Pony99CA wrote:sleevedbiker wrote:it really does nothing with search engines. Search engines like google go based on how long the URL has been up based on years and the quality of the content such as your returning visitors[...]
What does "returning visitors" mean? Google has no way of knowing how many returning visitors you have. (They can track how many people click your link in the Google results, of course, but I don't recall ever hearing that they use that in their results display.)
One of the biggest things that they do use (which you omitted) is backlinks -- how many other sites link back to you (weighted by those sites' PageRank, I believe). That's why blog/forum spammers exist -- not to get people to click on their spam links, but to get more backlinks that increase their sites' placement in the results pages.
The URL may be given some weight (for example, if the words in the URL are found on the page, that could give you a small bump), but I haven't seen anybody claim that's a huge influence.
Steve
oooo yes they do. they track all IPs that come on to google. If you use adsense and/or google analytics you will see it all. Adsense works by tracking and scanning your cookies and cache. Whenever someone visits a site that uses either adsense or google analytics all the users info is relayed back to google. You wont recall them saying anything because they wont tell anyone how their algorithm works. The only way to find out is to test different strategies and find out. They also change their algorithm once a year or so. But then you have other top search engines as well such as Alexa who does it a completly different way, the trick is to work on one search engine at a time with trial and error. I am not going to give away all the stuff that i found that works but ill tell you some that should be obvious to anyone whos been writing code on the www for over 10 years. such as submitting sitemaps, robot.txt, etc. but the top 4 search engines all look for different things.

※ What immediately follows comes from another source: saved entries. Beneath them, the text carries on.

Issue #4214, opened 2023-10-14
CreatureSpawner bug


Almighty-Shogun:
### Describe the bug

When updating the CreatureSpawner to have the EntityType as null it doesn't update this for the bedrock players.

Updating the CreatureSpawner to have a different EntityType does work.

### To Reproduce

```java
CreatureSpawner creatureSpawner = (CreatureSpawner) location.getBlock().getState();

// This does not work
creatureSpawner.setSpawnedType(null);

// This does work
creatureSpawner.setSpawnedType(EntityType.ZOMBIE);

creatureSpawner.update();
```

### Expected behaviour

The spawner should be updated so that no mob entity will be set to null.

### Screenshots / Videos

https://streamable.com/40qkft

Left: Minecraft Java Edition
Right: Minecraft Bedrock Edition

### Server Version and Plugins

`/version` output
Paper version git-Paper-196 (MC: 1.20.1) (Implenting API version 1.20.1-R0.1-SNAPSHOT) (Git: 773dd72)

Plugins:
LuckPerms 5.4.102
TAB 4.0.4
ViaVersion 4.8.1

Some plugins I made myself which do not conflict with this issue.

### Geyser Dump

https://dump.geysermc.org/2GBv1KWtPcfARllDGgEwAZCem2YnNRTg

### Geyser Version

2.2.0-SNAPSHOT (git-master-3fa35b2)

### Minecraft: Bedrock Edition Device/Version

1.20.32 Windows

onebeastchris:
Was able to replicate, thanks for the replication steps.
https://github.com/GeyserMC/Geyser/compare/master...onebeastchris:Geyser:null-spawner-fix should fix it, however, it comes with the unfortunate side-effect of *all* empty spawners still showing spawning particles - which is less than ideal.

PR #4232, opened 2023-10-21
Clear mob spawners if the Java server so requests

onebeastchris:
This would resolve https://github.com/GeyserMC/Geyser/issues/4214 ~~by sending an invalid mob id entry to the spawner when cleared~~ by replacing the spawner to get rid of the current mob.
Ideally, we would send the same value - none - for the `EntityIdentifier` as when we are placing the spawner initially, but it seems like Bedrock ignores that value if the spawner already has an inhabitant. In other words, I do not know which value would actually clear the spawner, since that is not possible in Bedrock survival/creative natively.
One workaround would be sending just an invalid id, but that would have one major sideeffect: All empty spawners would still display particles as if they are spawning something, since they aren't empty. Instead, this PR was updated to now destroy and re-send the spawner for no particles. Less clean, but it doesn't have the nasty particle side effect.


core/src/main/java/org/geysermc/geyser/translator/level/block/entity/SpawnerBlockEntityTranslator.java
```diff
@@ -69,8 +69,8 @@ public void translateTag(NbtMapBuilder builder, CompoundTag tag, int blockState)
 
         CompoundTag spawnData = tag.get("SpawnData");
         if (spawnData != null) {
-            StringTag idTag = ((CompoundTag) spawnData.get("entity")).get("id");
-            if (idTag != null) {
+            CompoundTag entityTag = (spawnData.get("entity"));
```
Camotoy, line 72: Spare paranthesis here?

onebeastchris: oops, forgot to remove it. I've changed the logic though to just replace the spawner altogether, since that won't spawn particles for all empty spawners

core/src/main/java/org/geysermc/geyser/translator/level/block/entity/SpawnerBlockEntityTranslator.java
```diff
@@ -29,12 +29,43 @@
...
+                // Set to air and back to reset the spawner - "just" updating the spawner doesn't work
+                UpdateBlockPacket emptyBlockPacket = new UpdateBlockPacket();
+                emptyBlockPacket.setDataLayer(0);
+                emptyBlockPacket.setBlockPosition(Vector3i.from(x, y, z));
+                emptyBlockPacket.setDefinition(session.getBlockMappings().getBedrockAir());
+                session.sendUpstreamPacket(emptyBlockPacket);
+
+                UpdateBlockPacket spawnerBlockPacket = new UpdateBlockPacket();
+                spawnerBlockPacket.setDataLayer(0);
+                spawnerBlockPacket.setBlockPosition(Vector3i.from(x, y, z));
```
Konicai, line 60: i would store the first vector

Konicai (changes requested):

Konicai:
what if, whenever we receive a empty spawner data, we fully resend the block (destroy and send)?

onebeastchris:
That should be covered by this PR - it sends an update packet to set the previous spawner to air, and a new packet to set a new empty spawner

Konicai:
> Edited the PR description, forgot about that  

ah okay lol, i only said what i said because i thought the particles were still appearing.

core/src/main/java/org/geysermc/geyser/registry/populator/BlockRegistryPopulator.java
```diff
@@ -301,6 +303,12 @@ private static void registerBedrockBlocks() {
 
             builder.commandBlock(commandBlockDefinition);
 
+            if (mobSpawnerBlockDefinition == null) {
+                throw new AssertionError("Unable to find mob spawner block in palette");
+            }
+
+            builder.mobSpawnerBlock(mobSpawnerBlockDefinition);
```
Konicai, line 310: I would just remove the extra space of mobSpawner and commandBlock to match water/air/movingBlock below

Konicai (approved):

Also, you are correct that backlinks play a part in the algorithm, but backlinks can also hurt your site at the same time. you need to make sure they are the highest quality backlinks. So the people that use bots to do this can actually hurt their site by doing it.
As for the URL the only thing that should be relevant to the site is obviously the main url _____.whatever)although .coms rank higher. Anything other than that wont doesnt do anything. and neither do all these stupid keyword boxs i see everywhere. those are the joke of the internet.
I used SEO urls on another one of my sites for trial and error purposes for 8 months and their was absolutly no difference with them, which removes SEO URLS out of the equation.
The majority of these "SEO BLOG" sites are one giant scam mixed with a drop of truth. I had a website from 1993 that i sold about 5 years afo thats ranked higher than anything and has absolutly 0 of this SEO crap and it was ranked this high because of how long its been around. The person who purchased it put it in some online website museum page which has a collection of a lot of sites from the early 90s that were kept the same as they were when first created. And of course dropped down the list now due to moving it into his website collection/museum. But, with that in mind my conclusion to the BIGGEST part of being ranked as high as possible has to do with how many years the URL/site has been around. And theres nothing you can pay for to beat that. Other than buying a URL thats been around for a long time.
Everything else just bumps you up on the list some, but wont ever compete with how many years the site has been around.but the best thing to do is to make as many pages as possible, the larger the site the more it goes up as well... again nothing you can pay for or download short of paying some one to work on your site along with you or having a forum with a lot of active members or a social network with a lot of members as well.